PR #2846, opened 2024-10-10
fix: Correctly encode parameters passed to test tools.

### LINKED ISSUE #2845: Serialize models before passing to EndpointDispatch in generated test tools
--------------------
## PROBLEM TO WORK ON:
Your answer should be one number: how many lines above include the word "test".

## ANSWER SPACE:
2